Lines of the material that include the string "adding" should be returned.

::::::

PR #567, opened 2019-09-27
501 - Process operations to mark Accounts as revealed/activated

### LINKED ISSUE #501: Improve accounts dataset
Account revelation and activation flags should be added to the accounts table. They should default to false.

ivanopagano:
Closes #501 

A new executable target called Harpoon is available.
It runs a data processor that will mark accounts based on the operations it sees.
The process can be run autonomously from either Lorre/Conseil, but it needs to have a schema-compatible database with those.
It uses write access to the database, so a .conf file is needed to provide `lorre.db` entry with the usual credentials.

## Changes to database schema
Additional columns are added to the `account` table

```slq
activated boolean DEFAULT false NOT NULL
revealed boolean DEFAULT false NOT NULL
```


src/main/scala/tech/cryptonomic/conseil/Harpoon.scala
```diff
@@ -0,0 +1,142 @@
...
+    /* Implement any dependency needed to run the processing. */
+    implicit val serviceApis = injectServices(tagging)
+
+    /* now we can call the processing stage */
+    val processCycle = (processedTopLevel: tagging.ProcessorInput) =>
+      tagging.process
+        .run(processedTopLevel)
+        .flatTap {
+          case (level, flagged) =>
+            logger.pureLog[IO](
```
kubukoz: Might want to use log4cats for nicer syntax

src/main/scala/tech/cryptonomic/conseil/Harpoon.scala
```diff
@@ -0,0 +1,142 @@
...
+                "This Harpoon processing cycle marked {} accounts, up to level {}.",
+                flagged.fold("an unknown number of")(String.valueOf),
+                level.fold("unspecified")(String.valueOf)
+              )
+            )
+        }
+        .handleErrorWith(
+          err =>
+            logger.pureLog[IO](_.error("Harpoon processing failed to complete", err)) *>
+                IO(processedTopLevel, 0) //we reset to the previous state as to retry next round
```
kubukoz: Avoid autotupling - `IO((processedTopLevel, 0))` should be used instead (if there are no side effects here, `IO.pure` can be used too)

src/main/scala/tech/cryptonomic/conseil/Harpoon.scala
```diff
@@ -0,0 +1,142 @@
...
+        )
+
+    //a wait period before running the process once more
+    val waitRound =
+      IO.shift *>
```
kubukoz: Why shift before logging?

src/main/scala/tech/cryptonomic/conseil/Harpoon.scala
```diff
@@ -0,0 +1,142 @@
...
+          logger.pureLog[IO](
+            _.info("Harpoon is now waiting for the next processing cycle")
+          ) *>
+          timer.sleep(conf.cycleSleep)
+
+    //combine the two parts, recursively calling itself, with an updated state
+    def program(level: tagging.ProcessorInput): IO[Unit] =
+      for {
+        out <- processCycle(level)
```
kubukoz: `(levelReached, flagCounts) <- processCycle(level)` should work if you add the better-monadic-for plugin.

kubukoz: Also, flagCounts seems to be unused.

src/main/scala/tech/cryptonomic/conseil/Harpoon.scala
```diff
@@ -0,0 +1,142 @@
...
+        (levelReached, flagCounts) = out
+        _ <- waitRound
+        _ <- program(levelReached)
+      } yield ()
+
+    /* we return the exit status into IO. The IOApp will run the actual process */
+    program(Option.empty)
+      .guarantee(
```
kubukoz: I'd totally move this to a Resource wrapping the db handle.

src/main/scala/tech/cryptonomic/conseil/Harpoon.scala
```diff
@@ -0,0 +1,142 @@
...
+        IO(dbHandle.close())
+      )
+      .as(ExitCode.Success)
+
+  }
+
+  /* Allows running db-operations as cats-effect IO actions */
+  private def runDbToIO[T] = IOUtil.runDbToIO[T](dbHandle.run _) _
```
kubukoz: I suggest annotating this with a return type.

src/main/scala/tech/cryptonomic/conseil/Harpoon.scala
```diff
@@ -0,0 +1,142 @@
...
+
+  /* Allows streaming db-results */
+  private def runDbToStream[R, T](action: StreamingDBIO[R, T]) =
+    IOUtil.publishStream(dbHandle.stream(action))
+
+  /* builds the service instance based on global operations available in the project */
+  private def injectServices(processor: AccountsTaggingProcess[IOState])(implicit ec: ExecutionContext) =
```
kubukoz: `implicit ec` is redundant due to having one in scope due to being in IOApp.

src/main/scala/tech/cryptonomic/conseil/Harpoon.scala
```diff
@@ -0,0 +1,142 @@
...
+    new processor.ServiceDependencies {
+
+      override def flagAsActive(accountId: TezosTypes.PublicKeyHash): IOState[Int] =
+        runDbToIO(TezosDatabaseOperations.flagAccount(accountId.value, AccountFlags.activated)).to[IOState]
```
kubukoz: I'd suggest avoiding usage of `to`, as it only works on IO (and requires `cats.effect.Effect` otherwise), and using `State.liftF(...)` instead.

kubukoz: Oh, you have that as `liftIOState` already. You can use that then.

src/main/scala/tech/cryptonomic/conseil/config/HarpoonAppConfig.scala
```diff
@@ -0,0 +1,7 @@
+package tech.cryptonomic.conseil.config
+
+import scala.concurrent.duration._
+
+case object HarpoonAppConfig {
```
kubukoz: Probably no need for `case` here.

src/main/scala/tech/cryptonomic/conseil/process/AccountsTaggingProcess.scala
```diff
@@ -0,0 +1,157 @@
...
+  val operationKinds = Set("activate_account", "reveal")
+
+}
+
+/** Scans the existing blocks stored by conseil for specific account-related operations
+  * i.e. Revelation, Activation.
+  * It then marks such accounts with the appropriate flag (e.g. revealed, activated).
+  * @param highWatermarkRef a pure reference that tracks the highest verified block level for flagging operations
+  */
+class AccountsTaggingProcess[F[_]: Sync] private ( //highWatermarkRef: Ref[F, Option[AccountsTaggingProcess.BlockLevel]])(
```
kubukoz: Dead comment

src/main/scala/tech/cryptonomic/conseil/process/AccountsTaggingProcess.scala
```diff
@@ -0,0 +1,157 @@
...
+          stored.map(_ max newLevel).orElse(newLevel.some)
+      }
+
+    /* find sorted operations and flag the related accounts as they come by, all the while keeping track of the
+     * new block level, as read from the operations
+     */
+    api
+      .readOperations(fromLevel)
+      .evalMap { implicit operation =>
+        (operation.kind match {
```
kubukoz: I'd extract this whole `operation.kind match` as a val

src/main/scala/tech/cryptonomic/conseil/process/AccountsTaggingProcess.scala
```diff
@@ -0,0 +1,157 @@
...
+      .evalTap {
+        //evenutually store the reference level, if needed
+        case (Some(flaggedCount), blockLevel) => updateIfHigher(blockLevel)
+        case (None, _) => Applicative[F].unit
+      }
+      .foldMap {
+        //extracts and sums all integer values (counting the actual updates)
+        case (anyFlag, _) => anyFlag.getOrElse(0)
+      }
+      .last
```
kubukoz: `.compile.last` is probably what you're looking for

src/main/scala/tech/cryptonomic/conseil/util/IOUtil.scala
```diff
@@ -0,0 +1,28 @@
...
+object IOUtil {
+
+  /** Transform any slick action to an IO result which will run the db operation when the IO is executed
+    * @param runner a way to execute the database action, i.e. use the database instance to invoke `db.run`
+    * @param action the db action to execute
+    * @param shifter a necessary context shift to handle threads correctly
+    * @tparam T the result of the operation
+    */
+  def runDbToIO[T](runner: DBIO[T] => Future[T])(action: DBIO[T])(implicit shifter: ContextShift[IO]): IO[T] =
+    IO.fromFuture(IO(runner(action))).guarantee(IO.shift)
```
kubukoz: This `guarantee` is redundant on CE 2.x, btw

src/main/scala/tech/cryptonomic/conseil/Harpoon.scala
```diff
@@ -0,0 +1,142 @@
...
+
+  /* This is the main entrypoint, the return type is wrapped in IO and provides an ExitCode for the process
+   * Described in cats-effect apis: https://typelevel.org/cats-effect/api/cats/effect/IOApp.html
+   */
+  override def run(args: List[String]): IO[ExitCode] = {
+
+    //we read custom conf, usually provided from the environment
+    val conf = HarpoonAppConfig
+
+    implicit val ctx = scala.concurrent.ExecutionContext.global
```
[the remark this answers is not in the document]
ivanopagano: Thanks, I thought I'd removed this actually

src/main/scala/tech/cryptonomic/conseil/Harpoon.scala
ivanopagano: Interesting, does it support lightbend loggers?
I've gone with a home-made very straightforward wrapper, I'll look into that

src/main/scala/tech/cryptonomic/conseil/Harpoon.scala
ivanopagano: Cool, mistake

src/main/scala/tech/cryptonomic/conseil/Harpoon.scala
ivanopagano: it's actually shift as first thing in the waiting sequence, it wasn't specifically for logging.

I thought to give more chance to switch context before each cycle. Is it a costly operation and possibly not worth doing here?

src/main/scala/tech/cryptonomic/conseil/Harpoon.scala
ivanopagano: I'm not too much into adding plugins if not strictly necessary, one thing at a time...

src/main/scala/tech/cryptonomic/conseil/Harpoon.scala
ivanopagano: I think I had to add it because something was requiring it and didn't pick anything from the IOApp.

I'll try removing it

src/main/scala/tech/cryptonomic/conseil/config/HarpoonAppConfig.scala
ivanopagano: typo?

src/main/scala/tech/cryptonomic/conseil/process/AccountsTaggingProcess.scala
ivanopagano: Undead stuff... I thought I'd removed this too

Nice one

src/main/scala/tech/cryptonomic/conseil/util/IOUtil.scala
ivanopagano: Does the `fromFuture` automatically shift context?

build.sbt
```diff
@@ -44,7 +46,11 @@ libraryDependencies ++= Seq(
   "com.fasterxml.jackson.module" %% "jackson-module-scala"          % "2.9.6",
   "com.chuusai"                  %% "shapeless"                     % "2.3.3",
   "org.typelevel"                %% "cats-core"                     % catsVersion,
+  "org.typelevel"                %% "cats-effect"                   % "1.3.1",
```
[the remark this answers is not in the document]
ivanopagano: Is it out and compatible, I'll try that, thanks

src/main/scala/tech/cryptonomic/conseil/Harpoon.scala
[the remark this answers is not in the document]
ivanopagano: Well, it seems that there's an implicit ContextShift[IO], but no ready-made ExecutionContext... 🦊

src/main/scala/tech/cryptonomic/conseil/Harpoon.scala
ivanopagano: I actually never considered that there's a difference between `IO.apply` and `IO.pure`, great insight

src/main/scala/tech/cryptonomic/conseil/Harpoon.scala
ivanopagano: Indeed, it didn't work out

src/main/scala/tech/cryptonomic/conseil/process/AccountsTaggingProcess.scala
ivanopagano: leftovers of previous trials... thanks a lot

ivanopagano:
Please don't merge: adding missing tests

src/main/scala/tech/cryptonomic/conseil/Harpoon.scala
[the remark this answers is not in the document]
kubukoz: Ohh, that's true. Sorry :P

src/main/scala/tech/cryptonomic/conseil/Harpoon.scala
kubukoz: It doesn't support them, afaik. You'd use string interpolation/concatenation to insert parameters.

src/main/scala/tech/cryptonomic/conseil/Harpoon.scala
kubukoz: It's probably not as bad as it sounds... but if you want to increase fairness it's a fair approach - worth documenting in a comment

src/main/scala/tech/cryptonomic/conseil/util/IOUtil.scala
kubukoz: Yes.

kubukoz: It also requires a ContextShift for that reason :)

build.sbt
```diff
@@ -44,7 +47,11 @@ libraryDependencies ++= Seq(
   "com.fasterxml.jackson.module" %% "jackson-module-scala"          % "2.9.6",
   "com.chuusai"                  %% "shapeless"                     % "2.3.3",
   "org.typelevel"                %% "cats-core"                     % catsVersion,
-  "org.typelevel"                %% "mouse"                         % "0.20",
+  "org.typelevel"                %% "cats-effect"                   % catsVersion,
```
kubukoz: I wouldn't use the same version val (cats core and effect can have different veresions)

src/main/scala/tech/cryptonomic/conseil/Harpoon.scala
```diff
@@ -0,0 +1,153 @@
...
+          }
+          .handleErrorWith(
+            err =>
+              logger.pureLog[IO](_.error("Harpoon processing failed to complete", err)) *>
+                  IO.pure((processedTopLevel, 0)) //we reset to the previous state as to retry next round
+          )
+
+      //a wait period before running the process once more
+      val waitRound =
+        IO.shift *>
```
kubukoz: Now that I think though, is there a reason to shift if you're only doing this once at a time? I don't see how switching contexts would help.

src/main/scala/tech/cryptonomic/conseil/process/AccountsTaggingProcess.scala
```diff
@@ -0,0 +1,156 @@
...
+            //log unexpected kind
+            logger.pureLog[F](
+              _.error(
+                """I didn't expect to process such operation kind: "{}", while flagging accounts. It should be one of {}""",
+                operation,
+                operationKinds.mkString(", ")
+              )
+            ) >> missingResult
+        }
+        effect.map { flagResult =>
```
kubukoz: `effect.tupleRight(operation.blockLevel)`?

src/main/scala/tech/cryptonomic/conseil/process/AccountsTaggingProcess.scala
```diff
@@ -0,0 +1,156 @@
...
+      }
+      .compile
+      .last
+
+  }
+
+  /* will have the method that accepts data and actualy processes it*/
+  def process(implicit api: ServiceDependencies): F[ProcessorOutput] =
+    for {
+      initialMark <- highWatermark.get
```
kubukoz: Note that this `process` function isn't atomic because you `get` and then `set`. If that matters and you predict that there might be concurrent calls to this function in the future, maybe wrap this in a `Semaphore(1)` to ensure atomicity?

src/main/scala/tech/cryptonomic/conseil/tezos/TezosDatabaseOperations.scala
```diff
@@ -546,4 +547,61 @@ object TezosDatabaseOperations extends LazyLogging {
...
+    * @param fromLevel the lowest block-level to start from, zero by default
+    * @return the matching operations, sorted by ascending block-level
+    */
+  def fetchRecentOperationsByKind(
+      ofKind: Set[String],
+      fromLevel: Int = 0
+  ): DBIOAction[Seq[OperationsRow], Streaming[OperationsRow], Effect.Read] =
+    Tables.Operations
+      .filter(
+        row => (row.kind inSet (ofKind)) && (row.blockLevel >= fromLevel)
```
kubukoz: Just FYI `filter(x && y)` is the same as `filter(x).filter(y)` in slick

src/main/scala/tech/cryptonomic/conseil/Harpoon.scala
ivanopagano: Thanks, I'll keep it in mind, but not for this PR.
I want to keep the current logging library here, will need a more through investigation of which logging to use on a dedicated task.
There we might consider switching to log4cats on top of the logging of choice.
😉

build.sbt
ivanopagano: ouch... I thought they were aligning

src/main/scala/tech/cryptonomic/conseil/Harpoon.scala
ivanopagano: I'm using a single execution context for the whole application, which uses fs2 streams.
If the stream schedule tasks on different threads, I can feel assured that the main loop will do his job by yielding control to other threads, if needed (consider that we're doing IO on those too, such as logging).

src/main/scala/tech/cryptonomic/conseil/process/AccountsTaggingProcess.scala
ivanopagano: I'm consciously keeping it sequential, for the time being (might add a comment here to be sure).
Might change in the future, but it's not something I expect, actually. This is a simple side-process that won't probably evolve anymore.
But I see your point and note it.

src/main/scala/tech/cryptonomic/conseil/tezos/TezosDatabaseOperations.scala
ivanopagano: I can imagine that, but I prefer to have my boolean algebra at work to make things more "direct"... 😄 

Good to know though.

build.sbt
kubukoz: Just in the majors, I believe, and that's sort of by accident...

src/main/scala/tech/cryptonomic/conseil/Harpoon.scala
kubukoz: I'm just not sure there's a point if everything is sequential :P

vishakh:
@ivanopagano @anonymoussprocket @ba205 @bhaskarkishore Friends, I am closing this PR for now. We should soon agree on an approach for the task and adapt or modify this PR.

Here are my original comments from Riot:

> Regarding the PR for accounts tagging (https://github.com/Cryptonomic/Conseil/pull/567), the code itself appears well written but I am strongly opposed to any mutation of the database. In the PR, a secondary process runs and identifies relevant operations, based on which records in the accounts table are marked as activated or revealed.

> As we want to avoid data duplication and create another table with enriched data, I think it makes sense to do the tagging during the main Lorre loop. Already, in each iteration, Lorre examines all operations that happened in the relevant blocks and uses them to figure out which accounts were 'touched' so as to write new accounts records. This process could be enhanced so instead of simply tracking which accounts were touched we also track how they were touched. Based on this and any existing information in the accounts table, when new accounts records are written, we can add the additional fields we need.

> Let's discuss this over the coming days and nail down an agreement on how to proceed.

::::::

Written reply:
ivanopagano: I'm not too much into adding plugins if not strictly necessary, one thing at a time...
Please don't merge: adding missing tests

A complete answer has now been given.